# USB drive needs formatting but can't format!!!



## jodiejo

Hi, 

I had this problem the other day because I didn't realise you couldn't just pull the USB stick out after saving, :uhoh: but managed to fix with HP drive key boot utility, but took the stick into work today an someone borrowed it and even after the tenth time I said "you have to remove hardware safely cos otherwise its going to wipe everything and be a nightmare", she pulled it out without ejecting and now says it needs formatting :banghead:, and tried everything I tried before, including HP utility, and it's not working!! PLEASE HELP! 

PS. I don't need to save anything on the disk, just need to fix it so I don't have to buy a new one.


----------



## spunk.funk

With the USB Flash Drive plugged in, go to Start/Run and type *diskmgmt.msc* and press enter. In *Disk Management* do you see your flash drive there? If so, highlight the *Partition* on the Flash Drive go up to the Tool bar and press the *X. *This will delete the partition on the flash drive (so be sure to have the right drive) making the space *Unallocated*. Now right click the *Unallocated Space* on the flash and *Create a Partition*. *Format* the Partition *FAT32*


----------



## jodiejo

Thanks for your reply but I tried this and after I pressed format it said "Windows was unable to complete the format"


----------



## spunk.funk

> I pressed format it said "Windows was unable to complete the format"


Did you delete the partition so the space becomes *Unallocated*? Did you then *create *a new Partition? As per post #2 instructions? If any of these fail, the Flash drive has failed and needs to be replaced.

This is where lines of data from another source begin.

PR #678, opened 2024-05-10
Psr 453 Additional fixes for CIP Compile event

kberec:


app/services/PsrSubmissionService.scala
```diff
@@ -97,29 +100,36 @@ class PsrSubmissionService @Inject()(
...
+                optOtherAssetsDisposal
+              ),
+              membersPayments = memberPaymentsTransformer.transformToEtmp(srn, request.userAnswers),
+              shares = buildShares(srn)(optDidSchemeHoldAnyShares, optSharesDisposal),
+              psrDeclaration = Option.when(isSubmitted)(declarationTransformer.transformToEtmp)
+            )
+          )
+          .flatMap {
+            case Left(message: String) =>
+              throw PostPsrException(message, optFallbackCall.fold(appConfig.urls.managePensionsSchemes.dashboard) {
```
cyeniceri, line 125: I think optFallbackCall shouldn't be optional. All the controller where used sends fallback url inside Some, We can send it directly, and don't need to fold it later here

app/connectors/PSRConnector.scala
```diff
@@ -45,22 +44,18 @@ class PSRConnector @Inject()(appConfig: FrontendAppConfig, http: HttpClient) {
...
       .map { response =>
         response.status match {
-          case NO_CONTENT => NoContent
+          case NO_CONTENT => Right(true)
           case _ =>
-            val url = optFallbackCall.fold(appConfig.urls.managePensionsSchemes.dashboard) { fallbackCall =>
-              fallbackCall.url
-            }
-            throw PostPsrException(s"{${response.status}, ${response.json}}", url)
+            Left(s"{${response.status}, ${response.json}}")
```
cyeniceri, line 58: Just an idea, would it be better if we return Future[Either[String, Unit]] ? Because that boolean doesn't make sense to me.

```suggestion
              def submitPsrDetails(
    psrSubmission: PsrSubmission
  )(implicit hc: HeaderCarrier, ec: ExecutionContext): Future[Either[String, Unit]] =
    http
      .POST[PsrSubmission, HttpResponse](
        submitStandardUrl,
        psrSubmission
      )
      .map { response =>
        response.status match {
          case NO_CONTENT => Right(())
          case _ =>
            Left(s"{${response.status}, ${response.json}}")
        }
      }
```

```
            case Right(()) =>
              auditService.sendExtendedEvent(buildAuditEvent(taxYear, loggedInUserNameOrBlank(request)))
              Future.unit
```

kberec: Yes, that makes sense, I'm going to change that.

app/services/PsrSubmissionService.scala
kberec: I'll check how big refactoring it would be.

app/connectors/PSRConnector.scala
```diff
@@ -45,15 +45,15 @@ class PSRConnector @Inject()(appConfig: FrontendAppConfig, http: HttpClient) {
...
+  )(implicit hc: HeaderCarrier, ec: ExecutionContext): Future[Either[String, Unit]] =
     http
       .POST[PsrSubmission, HttpResponse](
         submitStandardUrl,
         psrSubmission
       )
       .map { response =>
         response.status match {
-          case NO_CONTENT => Right(true)
+          case NO_CONTENT => Right(Future.unit)
```
cyeniceri, line 56: why Future.unit ? 
this is `final val unit: Future[Unit] = fromTry(Success(()))`

kberec: I thought they are equivalent. But I can change it, no problems.

app/services/PsrSubmissionService.scala
kberec: It's a big refactoring, but done it anyway, as we are at the beginning of the sprint.

app/connectors/PSRConnector.scala
kberec: I changed this.

cyeniceri (approved):

PR #680, opened 2024-05-14
PSR-892 PSR-890 Remove 'You must tell us all' text when max limit reached

B-Savage:


app/controllers/nonsipp/landorproperty/LandOrPropertyListController.scala
```diff
@@ -118,6 +118,7 @@ object LandOrPropertyListController {
 
     val title = if (addresses.size == 1) "landOrPropertyList.title" else "landOrPropertyList.title.plural"
     val heading = if (addresses.size == 1) "landOrPropertyList.heading" else "landOrPropertyList.heading.plural"
+    val paragraph = if (addresses.size < 5000) Some(ParagraphMessage("landOrPropertyList.paragraph")) else None
```
kberec, line 121: I think we have a constant for this. maxLandOrProperties

app/controllers/nonsipp/loansmadeoroutstanding/LoansListController.scala
```diff
@@ -156,6 +156,7 @@ object LoansListController {
 
     val title = if (recipients.length == 1) "loansList.title" else "loansList.title.plural"
     val heading = if (recipients.length == 1) "loansList.heading" else "loansList.heading.plural"
+    val description = if (recipients.length < 5000) Some(ParagraphMessage("loansList.description")) else None
```
kberec, line 159: I think we have a constant: `maxLoans`

app/controllers/nonsipp/landorproperty/LandOrPropertyListController.scala
```diff
@@ -118,6 +118,7 @@ object LandOrPropertyListController {
 
     val title = if (addresses.size == 1) "landOrPropertyList.title" else "landOrPropertyList.title.plural"
     val heading = if (addresses.size == 1) "landOrPropertyList.heading" else "landOrPropertyList.heading.plural"
```
kberec, line 120: Just to double-check, is there any other journey (e.g. shares, other assets, etc) where the same UI logic should be applied and it is not already there?

kberec (approved):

Good news is that Flash Drives are cheap.


----------



## kiamontel

spunk.funk said:


> With the USB Flash Drive plugged in, go to Start/Run and type *diskmgmt.msc* and press enter. In *Disk Management* do you see your flash drive there? If so, highlight the *Partition* on the Flash Drive go up to the Tool bar and press the *X. *This will delete the partition on the flash drive (so be sure to have the right drive) making the space *Unallocated*. Now right click the *Unallocated Space* on the flash and *Create a Partition*. *Format* the Partition *FAT32*



Sir what if it says that the size volume is too small for the selected file system.
:sad:


----------



## spunk.funk

Did you* Delete* the Volume/Partition? Did you *Create *a new Simple Volume? did you make it the entire size of the USB Flash Drive? What is the capacity size of the flash drive? Did your *Format* it FAT or FAT32?


----------



## kiamontel

yes to the first two questions and the last aside from the 3rd and 4th. my flash drive size is 8 MB but the limit is just 6 that's why it says that the size is too small...thanks.


----------



## spunk.funk

> size is 8 MB


Do you mean 8_GB?_ or 8_MB_? What is the actual advertised capacity of the drive? (ex) If the drive is supposed to be 8*GB*, but is only coming out as 8*MB*, then you are not creating a New *Simple Volume* that is the whole capacity of the drive. When you choose new S*imple Volume,* you have a choice of what size to make it, choose the largest capacity that the drive is. If it is Under* 2GB* then you should format it *FAT *not *FAT32*. If this fails, then the flash drive has failed and needs to be replaced


----------



## FritzBelly

I have run into the same phenomenon. Maybe I can clarify. I still haven't found an answer. I might try Knoppix. Anyway...

I have a 4GB PQI USB drive. I used the HP Boot Tool Utility on the drive. It created a 1GB, FAT partition and left the remainder unallocated. In Disk Management under Xp and 7, the remaining space is visible.

Upon trying to perform any partition-related function in Disk Management, the options are greyed out. Neither the allocated or unallocated sections will allow manipulation. You have the option to format the existing FAT partition, but that's about it.


----------



## FritzBelly

I figured out a way to "undo" the HP Boot Tool configuration. I downloaded the newest version of the boot tool from HP. Rather than perform an install to my workstation, I chose to extract only. I then:

Ran hpdkbu.exe from the extraction point 
Chose "Create New or Replace Existing Configuration"
Chose the "Hard Drive" Role
Chose "Create New Filesystem"
Pressing Next forced a format of the USB drive
Upon completion, the entire 4GB was again available, formatted as FAT32
I then exited the Boot Tool

Hope this helps.


----------



## bapukto

spunk.funk said:


> With the USB Flash Drive plugged in, go to Start/Run and type *diskmgmt.msc* and press enter. In *Disk Management* do you see your flash drive there? If so, highlight the *Partition* on the Flash Drive go up to the Tool bar and press the *X. *This will delete the partition on the flash drive (so be sure to have the right drive) making the space *Unallocated*. Now right click the *Unallocated Space* on the flash and *Create a Partition*. *Format* the Partition *FAT32*


What if we can't see the flash drive after running *diskmgmt.msc*? I can see my flash drive in the Computer folder, but I don't see it in Disk Management.

Oh boy, I wish there's still something I can do about this flash drive.


----------



## spunk.funk

Is the drive listed in the Device Manager? If there is no yellow flags and no Unknown Devices under USB, and the drive is not listed under Disk Drives, then it has failed and needs to be replaced.


----------



## JayIsi

try LOW LEVEL FORMAT


----------